"أيتام" - Translation from Arabic to Turkish

    • yetim
        
    • yetimler
        
    • yetimleri
        
    • öksüzler
        
    • yetimhane
        
    • öksüz
        
    • yetimhaneye
        
    • yetimhanede
        
    • yetimhaneden
        
    • yetimdik
        
    • yetimlere
        
    • yetimleriz
        
    • yetimsiniz
        
    • Yetimhanesi
        
    • yetimhaneyi
        
    - Birkaçı. Çoğunu savaş yetim bıraktı. Ya da inanmadıkları savaştan kaçtılar. Open Subtitles البعض صاروا أيتام من الحرب، أو هربوا من شيء لم يؤمنوا به
    Ve hiç kimse bize bakıp yetim olarak çağırmazdı. Open Subtitles ولا أحد كان سينظر إلينا إلي الأسفل ويقول علينا أيتام
    Şey, Somali'de yetimler için okul açabilirim. Open Subtitles استطعت بناء مدرسة أيتام في الصومال ولا يمكنني غسيل ملابسي
    Bu yavşakların çocukları uyuşturucuya alıştırmaları yetmezmiş gibi alıştırdıkları çocuklar bir de anası babası olmayan yetimler. Open Subtitles أسوأ ما بهؤلاء المُروجين انهم يجعلون هؤلاء الأطفال مدمنين على هذا المخدر أن هؤلاء الأطفال أيتام والأيتام ليس لديهم أباء
    Yani, Muirfield'in yetimleri üzerinde JT'ye yaptırdığı serumu deneyip onları canavara dönüştürmek mi? Open Subtitles أعني إجبار جي تي على صنع مصل إجراء تجارب على أيتام ميرفيلد لمحاولة تحويل أحدهم لوحش ؟
    öksüzler, kimsesizler kaçırılmayacak taşıyıcılardır. Open Subtitles أيتام, هاربون, نّاس بدون العائلة . من ناس لايفتقدهم احد
    Bu yüzden, yeni bir yetimhane kurmak ve o çocukları kurtarmak, onlara yeni ve güvenli bir ev vermek için yerli gruplarla ve yerel yetkililerle beraber çalıştım.
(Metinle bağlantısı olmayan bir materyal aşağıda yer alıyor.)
PR #696, opened 2024-07-26
Drop CUDA 12.2 Docker images

bdice:
Following https://github.com/rapidsai/docs/pull/526, we can remove CUDA 12.2 from the RAPIDS 24.10 Docker images.

PR #708, opened 2024-08-14
ensure test jobs always run on PRs

jameslamb:
Follow-up to #702 and #693.

Created based on https://github.com/rapidsai/docker/pull/696#issuecomment-2289689619

`test` jobs are not currently running on pull requests here, because they require `build-multiarch-manifest` jobs, which have this condition that causes such jobs to be skipped on PR builds:

https://github.com/rapidsai/docker/blob/1c27d9245fd9d99ee35981b970acaf10961ca45b/.github/workflows/build-test-publish-images.yml#L171-L172

This PR ensures that `test` jobs always run on PRs, and that merging is blocked until they succeed.

### DIFF
--- a/.github/workflows/build-test-publish-images.yml
+++ b/.github/workflows/build-test-publish-images.yml
@@ -38,6 +38,7 @@ jobs:
       - compute-matrix
       - build
       - test
+      - delete-temp-images
     secrets: inherit
     uses: rapidsai/shared-workflows/.github/workflows/pr-builder.yaml@branch-24.10
   checks:
@@ -249,7 +250,8 @@ jobs:
         ${{ needs.compute-matrix.outputs.RAPIDS_VER }}\
         ${{ needs.compute-matrix.outputs.ALPHA_TAG }}-\
         cuda${{ matrix.CUDA_VER }}-\
-        py${{ matrix.PYTHON_VER }}"
+        py${{ matrix.PYTHON_VER }}"-\
+        ${{ matrix.ARCH }}
   delete-temp-images:
     if: ${{ !cancelled() && needs.test.result == 'success' }}
     needs: [compute-matrix, build, test]
--- a/.github/workflows/build-test-publish-images.yml
+++ b/.github/workflows/build-test-publish-images.yml
@@ -31,6 +31,13 @@ permissions:
   statuses: none
 
 jobs:
+  pr-builder:
+    needs:
+      - compute-matrix
+      - build
+      - test
+    secrets: inherit
+    uses: rapidsai/shared-workflows/.github/workflows/pr-builder.yaml@branch-24.10
   compute-matrix:
     runs-on: ubuntu-latest
     container:
@@ -208,7 +215,7 @@ jobs:
           ARCHES: ${{ toJSON(matrix.ARCHES) }}
         run: ci/create-multiarch-manifest.sh
   test:
-    needs: [compute-matrix, build, build-multiarch-manifest]
+    needs: [compute-matrix, build]
     if: inputs.run_tests
     strategy:
       matrix: ${{ fromJSON(needs.compute-matrix.outputs.TEST_MATRIX) }}
@@ -231,7 +238,7 @@ jobs:
         py${{ matrix.PYTHON_VER }}"
   delete-temp-images:
     if: ${{ !cancelled() && needs.test.result == 'success' }}
-    needs: [compute-matrix, build-multiarch-manifest, test]
+    needs: [compute-matrix, build, test]
     strategy:
       matrix: ${{ fromJSON(needs.compute-matrix.outputs.MATRIX) }}
       fail-fast: false
--- a/.github/workflows/build-test-publish-images.yml
+++ b/.github/workflows/build-test-publish-images.yml
@@ -250,8 +250,8 @@ jobs:
         ${{ needs.compute-matrix.outputs.RAPIDS_VER }}\
         ${{ needs.compute-matrix.outputs.ALPHA_TAG }}-\
         cuda${{ matrix.CUDA_VER }}-\
-        py${{ matrix.PYTHON_VER }}"-\
-        ${{ matrix.ARCH }}
+        py${{ matrix.PYTHON_VER }}-\
+        ${{ matrix.ARCH }}"
   delete-temp-images:
     if: ${{ !cancelled() && needs.test.result == 'success' }}
     needs: [compute-matrix, build, test]
--- a/.github/workflows/build-test-publish-images.yml
+++ b/.github/workflows/build-test-publish-images.yml
@@ -32,12 +32,26 @@ permissions:
 
 jobs:
   pr-builder:
+    if: ${{ !cancelled() && inputs.build_type == 'pull-request' }}
     needs:
+      - checks
       - compute-matrix
       - build
       - test
     secrets: inherit
     uses: rapidsai/shared-workflows/.github/workflows/pr-builder.yaml@branch-24.10
+  checks:
+    runs-on: ubuntu-latest
+    steps:
+      - name: Checkout
+        uses: actions/checkout@v4
+      - uses: actions/setup-python@v5
+        with:
+          python-version: "3.10"
+      - name: Run pre-commit
+        run: |
+          pip install pre-commit
+          pre-commit run --all-files
   compute-matrix:
     runs-on: ubuntu-latest
     container:
@@ -126,7 +140,7 @@ jobs:
 
           echo "TEST_MATRIX=$(yq -n -o json 'env(TEST_MATRIX)' | jq -c '{include: .}')" | tee --append "${GITHUB_OUTPUT}"
   build:
-    needs: compute-matrix
+    needs: [checks, compute-matrix]
     strategy:
       matrix: ${{ fromJSON(needs.compute-matrix.outputs.MATRIX) }}
       fail-fast: false
--- a/.github/workflows/build-test-publish-images.yml
+++ b/.github/workflows/build-test-publish-images.yml
@@ -37,6 +37,7 @@ jobs:
       - checks
       - compute-matrix
       - build
+      - build-multiarch-manifest
       - test
       - delete-temp-images
     secrets: inherit
@@ -46,9 +47,6 @@ jobs:
     steps:
       - name: Checkout
         uses: actions/checkout@v4
-      - uses: actions/setup-python@v5
-        with:
-          python-version: "3.10"
       - name: Run pre-commit
         run: |
           pip install pre-commit
@@ -191,7 +189,6 @@ jobs:
         ${{ needs.compute-matrix.outputs.ALPHA_TAG }}-\
         py${{ matrix.PYTHON_VER }}"
   build-multiarch-manifest:
-    if: ${{ !cancelled() && inputs.build_type == 'branch' }}
     needs: [build, compute-matrix]
     strategy:
       matrix: ${{ fromJSON(needs.compute-matrix.outputs.MATRIX) }}
@@ -253,8 +250,8 @@ jobs:
         py${{ matrix.PYTHON_VER }}-\
         ${{ matrix.ARCH }}"
   delete-temp-images:
-    if: ${{ !cancelled() && needs.test.result == 'success' }}
-    needs: [compute-matrix, build, test]
+    if: ${{ !cancelled() && (needs.test.result == 'success' || needs.test.result == 'skipped') }}
+    needs: [compute-matrix, build, build-multiarch-manifest, test]
     strategy:
       matrix: ${{ fromJSON(needs.compute-matrix.outputs.MATRIX) }}
       fail-fast: false
--- a/.github/workflows/pr.yml
+++ b/.github/workflows/pr.yml
@@ -10,26 +10,7 @@ concurrency:
   cancel-in-progress: true
 
 jobs:
-  pr-builder:
-    needs:
-      - checks
-      - docker
-    secrets: inherit
-    uses: rapidsai/shared-workflows/.github/workflows/pr-builder.yaml@branch-24.10
-  checks:
-    runs-on: ubuntu-latest
-    steps:
-      - name: Checkout
-        uses: actions/checkout@v4
-      - uses: actions/setup-python@v5
-        with:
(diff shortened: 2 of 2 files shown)


jameslamb:
It looks to me like the `test` jobs either need to depend on the `build-multiarch-manifest` job, or need to include architecture in their expected image tags.

See this failing build:

```text
/usr/local/bin/docker pull rapidsai/staging:docker-notebooks-708-24.10a-cuda11.8-py3.9
  Error response from daemon: manifest for rapidsai/staging:docker-notebooks-708-24.10a-cuda11.8-py3.9 not found: manifest unknown: manifest unknown
  Warning: Docker pull failed with exit code 1, back off 4.989 seconds before retry.
  /usr/local/bin/docker pull rapidsai/staging:docker-notebooks-708-24.10a-cuda11.8-py3.9
  Error response from daemon: manifest for rapidsai/staging:docker-notebooks-708-24.10a-cuda11.8-py3.9 not found: manifest unknown: manifest unknown
  Warning: Docker pull failed with exit code 1, back off 9.9[16](https://github.com/rapidsai/docker/actions/runs/10393969779/job/28784483770?pr=708#step:3:19) seconds before retry.
  /usr/local/bin/docker pull rapidsai/staging:docker-notebooks-708-24.10a-cuda11.8-py3.9
  Error response from daemon: manifest for rapidsai/staging:docker-notebooks-708-24.10a-cuda11.8-py3.9 not found: manifest unknown: manifest unknown
  Error: Docker pull failed with exit code 1
```

([build link](https://github.com/rapidsai/docker/actions/runs/10393969779/job/28784483770?pr=708))

There are only architecture-specific tags available at https://hub.docker.com/r/rapidsai/staging/tags?page=&page_size=&ordering=&name=docker-notebooks-708-24.10a-cuda11.8-py3.9.

Screenshot 2024-08-14 at 3 43 53 PM

I just pushed https://github.com/rapidsai/docker/pull/708/commits/11d05f7fe95000cd28557d99af0fdb49c9f1f335 adding the architecture to `NOTEBOOK_TAG`. Since in #702 it looks like the `build-multiarch-manifest` job was intentionally skipped for PRs.

jameslamb:
Here's an example where one build failed with a network error, and where I was able to re-run only the failed job (the main design goal of #702):

Screenshot 2024-08-14 at 4 33 31 PM

https://github.com/rapidsai/docker/actions/runs/10394821734/job/28785524564?pr=708

And I can see that the `delete-*` jobs have not run yet, so all the images needed by the `test` jobs should exist.

jameslamb:
Ok I think this is working!

✅ was able to run "re-run failed jobs" on `build` jobs (no need to re-run all of them)
✅ all `test` jobs ran
✅ 0 `test` jobs ran until all `build` jobs passed
✅ 0 `delete-temp-images` job ran until all `test` jobs passed
✅ all `delete-temp-images` ran successfully, and there are 0 images left behind from this PR ([DockerHub search for '-708' tags for 'rapidsai/staging'](https://hub.docker.com/r/rapidsai/staging/tags?page=&page_size=&ordering=&name=-708))

jameslamb:
@raydouglass @AyodeAwe if you agree with the proposal in this PR, could you please change which `pr-builder` is required in the branch protection checks? It should now be `ci / docker / pr-builder / run`.

Screenshot 2024-08-15 at 10 10 13 AM

.github/workflows/pr.yml
```diff
@@ -10,26 +10,7 @@ concurrency:
...
-    steps:
-      - name: Checkout
-        uses: actions/checkout@v4
-      - uses: actions/setup-python@v5
-        with:
-          python-version: "3.10"
-      - name: Run pre-commit
-        run: |
-          pip install pre-commit
-          pre-commit run --all-files
```
jameslamb, line 30: moving this so we can have finer-grained control over what has to pass.

Having this just depend on `docker` means it passed even when the `test` jobs in `docker` were skipped.

AyodeAwe (approved):

.github/workflows/build-test-publish-images.yml
```diff
@@ -31,6 +31,28 @@ permissions:
...
+    secrets: inherit
+    uses: rapidsai/shared-workflows/.github/workflows/pr-builder.yaml@branch-24.10
+  checks:
+    runs-on: ubuntu-latest
+    steps:
+      - name: Checkout
+        uses: actions/checkout@v4
+      - uses: actions/setup-python@v5
+        with:
+          python-version: "3.10"
```
bdice, line 51: Might as well delay updating by one more minor version.
```suggestion
          python-version: "3.11"
```

.github/workflows/build-test-publish-images.yml
```diff
@@ -31,6 +31,28 @@ permissions:
   statuses: none
 
 jobs:
+  pr-builder:
+    if: ${{ !cancelled() && inputs.build_type == 'pull-request' }}
+    needs:
+      - checks
+      - compute-matrix
+      - build
```
bdice, line 39: Are we missing `build-multiarch-manifest` here?

.github/workflows/build-test-publish-images.yml
jakirkham: Yeah was wondering if we should do this

Is there value in running this with the oldest Python we support?

.github/workflows/build-test-publish-images.yml
```diff
@@ -228,10 +250,11 @@ jobs:
         ${{ needs.compute-matrix.outputs.RAPIDS_VER }}\
         ${{ needs.compute-matrix.outputs.ALPHA_TAG }}-\
         cuda${{ matrix.CUDA_VER }}-\
-        py${{ matrix.PYTHON_VER }}"
+        py${{ matrix.PYTHON_VER }}-\
+        ${{ matrix.ARCH }}"
   delete-temp-images:
     if: ${{ !cancelled() && needs.test.result == 'success' }}
-    needs: [compute-matrix, build-multiarch-manifest, test]
+    needs: [compute-matrix, build, test]
```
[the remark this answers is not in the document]
jameslamb: I can help explain.

`build` publishes images with tags like this:

```text
rapidsai/staging:docker-notebooks-706-24.10a-cuda12.0-py3.11-arm64
rapidsai/staging:docker-notebooks-706-24.10a-cuda12.0-py3.11-amd64
```

The `build-multiarch-manifest` job pushes a new manifest to DockerHub which combines those 2 images together, so that something like this will work:

```shell
docker pull \
    rapidsai/staging:docker-notebooks-706-24.10a-cuda12.0-py3.11
```

*(notice .... no `-{arch}` suffix)*

As of #702, that `build-multiarch-manifest` job is not run on pull requests at all.

https://github.com/rapidsai/docker/blob/1c27d9245fd9d99ee35981b970acaf10961ca45b/.github/workflows/build-test-publish-images.yml#L171-L172

I believe that was intentional, as a way to cut down on CI time and network calls. The combined manifests are a convenience for downstream consumers of these images, and not necessary for one CI job here to read the outputs from a prior job.

.github/workflows/build-test-publish-images.yml
jameslamb: This version only affects `pre-commit` checking of the glue code in this repo, like https://github.com/rapidsai/docker/blob/branch-24.10/context/test_notebooks.py ... not any Python code that ever imports anything from RAPIDS.

And it's only in the diff here because I'm moving things around.

But while we're now talking about it... I think it would be safe (and one less source of maintenance burden) to remove this `setup-python` entirely and just take whatever version ships on the `ubuntu-latest` VM image from GitHub Actions.

.github/workflows/build-test-publish-images.yml
jameslamb: No, it (I think intentionally) does not run on PRs: https://github.com/rapidsai/docker/pull/708#discussion_r1718693278

jameslamb: @AyodeAwe what was the reason for not running `build-multiarch-manifest` on PRs any more as of #702?

I made some assumptions here but maybe those assumptions are wrong.

.github/workflows/build-test-publish-images.yml
raydouglass, line 257: Won't this change mean that for branch builds `delete-temp-images` will not run at all?

jameslamb: I don't think so? Because this workflow is invoked on branch builds.

https://github.com/rapidsai/docker/blob/1c27d9245fd9d99ee35981b970acaf10961ca45b/.github/workflows/publish.yml#L3-L6

https://github.com/rapidsai/docker/blob/1c27d9245fd9d99ee35981b970acaf10961ca45b/.github/workflows/publish.yml#L21-L26

 .... BUT it looks like `delete-temp-images` is ALREADY not running on branch builds 🙃 

Look at the most recent one:

https://github.com/rapidsai/docker/actions/runs/10405157692

Screenshot 2024-08-15 at 12 19 51 PM

And that's because it has `[test]` in `needs:` but tests are being skipped, because on branch builds this is run like this:

```text
build_type: branch
run_tests: false
```

jameslamb: These requirements can't all be satisfied:

* "do not run `test` on branch builds"
* "only run `delete-temp-images` after the tests pass"
* "always run `delete-temp-images` on branch builds"

jameslamb: @raydouglass what do you think about just completely eliminating `delete-temp-images` and instead relying on the other, higher-level cleanup of the `rapidsai/staging` DockerHub repo: https://github.com/rapidsai/workflows/blob/main/.github/workflows/cleanup_staging.yaml

That'd simplify things here a lot, I think.

raydouglass: Not necessarily opposed to letting the cleanup happen there, but what is the condition was updated to be "only run delete-temp-images after the test succeeds or is skipped"?

`if: ${{ !cancelled() && (needs.test.result == 'success'  || needs.test.result == 'skipped') }}` maybe?

.github/workflows/build-test-publish-images.yml
AyodeAwe: `build-multiarch-manifest` was never usually run in PRs:

https://github.com/rapidsai/docker/blob/5cea518e52c6e795557a2f23ffa8320ce38cc783/.github/workflows/build-test-publish-images.yml#L194

.github/workflows/build-test-publish-images.yml
jakirkham: > And it's only in the diff here because I'm moving things around.

Yeah was wondering for this reason whether this should be its own issue for separate follow up. That said, no strong feelings either way

.github/workflows/build-test-publish-images.yml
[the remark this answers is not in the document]
jakirkham: Thanks James! 🙏

That's a helpful explanation. Agree we don't want this constraint in PRs

Though I think with builds on branches, this was a change that Jake introduced in PR ( https://github.com/rapidsai/docker/pull/702 ) to make sure we were not deleting images before the manifest was generated

https://github.com/rapidsai/docker/blob/1c27d9245fd9d99ee35981b970acaf10961ca45b/.github/workflows/build-test-publish-images.yml#L232-L234

Otherwise if a build failed, we would delete the images needed for the manifest and restarting the failed jobs would just fail immediately (as the manifest cannot be created)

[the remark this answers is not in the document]
jameslamb: gah you're 100% right. We need to account for that here. I'll push some changes.

That condition never could have worked on PRs, because `build-multiarch-manifest` doesn't run on PRs (see related conversation in this other thread: https://github.com/rapidsai/docker/pull/708#discussion_r1718781188). Sorry I didn't catch it in previous reviews.

.github/workflows/build-test-publish-images.yml
jameslamb: Ah! Ok great, thanks for checking my understanding there.

.github/workflows/build-test-publish-images.yml
jameslamb: Ok sure, I just pushed a commit with this modified condition.

I do strongly support just dropping `delete-temp-images` entirely. If you'd prefer to discuss that separately from this PR let me know, I can write up an issue.

I'd make CI here work more like it does in other RAPIDS repos, which might reduce the incidence of bugs like those being fixed in this PR.

It'd also remove some complexity... no need to keep https://github.com/rapidsai/docker/blob/branch-24.10/ci/delete-temp-images.sh up to date with changes to the set of image tags or changes in DockerHub's API.

It'd also remove a source of network calls in CI here, which reduces the risk of networking-based job failures.

raydouglass (approved):

.github/workflows/build-test-publish-images.yml
jameslamb: I pushed a commit just removing `setup-python` and re-using whatever Python and `pip` is around in the `ubuntu-latest` image from GitHub Actions.

Seems like it worked well: https://github.com/rapidsai/docker/actions/runs/10408813338/job/28827015511?pr=708

I think we should do that until we encounter a version-related issue. The set of `pre-commit` checks here is pretty minimal and only running on a bit of glue code... I think the risk of issues is pretty low, and worth it in exchange for having one less place to update as our Python support matrix shifts.

.github/workflows/build-test-publish-images.yml
jameslamb: I just pushed a commit making `build-multiarch-manifest` run on PRs.

I think it just makes everything simpler...:

* it can now be required by the `pr-builder` job (to be sure it isn't accidentally skipped)
* issues with it can be detected on PRs, instead of only on branch builds
* it can be unconditionally included in the `needs:` block for `delete-temp-images`

Those jobs tend to take like 5-30 seconds each and don't use GPUs. I think that's a pretty small price to pay in exchange for the benefits I listed above.

jameslamb:
This is ready to merge, as soon as the branch protections are changed as described in https://github.com/rapidsai/docker/pull/708#issuecomment-2291493969

jameslamb:
Awesome, thanks so much for the help!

TED لذلك عملت مع فريق محلي والسلطات المحلية لبناء دار أيتام جديد وإنقاذ الأطفال كي أمنحهم منزلًا آمنًا جديدًا.
    Yeteneksiz bir kötüyü alt etmek üç dahi öksüz için sıradan bir iş olabilir. Open Subtitles فوز بالورقة الرابحة . يبدو فى عمل اليوم لثلاثة أيتام مبدعين
    Dünyada anne babası boğulurken gördükten sonra yetimhaneye gönderilen iki hafta sonra da tek kardeşi çığlıklar atarken sürüklenerek götürülen tek sen misin sanıyorsun? Open Subtitles أتظن أنك الطفل الوحيد بالعالم الذي شهد غرق أبواه؟ ثم أُدخلت لدار أيتام و بعد عدة أسابيع
    2006'da, ilk tanıştığımızda yozlaşmış ve istismarcı yetimhanede yaşıyordu, hiç okula gitmemişti. TED لكن في العام 2006 عندما قابلتها لأول مرة كانت تعيش في دار أيتام فاسدة ومسيئة، لم تذهب للمدرسة قط.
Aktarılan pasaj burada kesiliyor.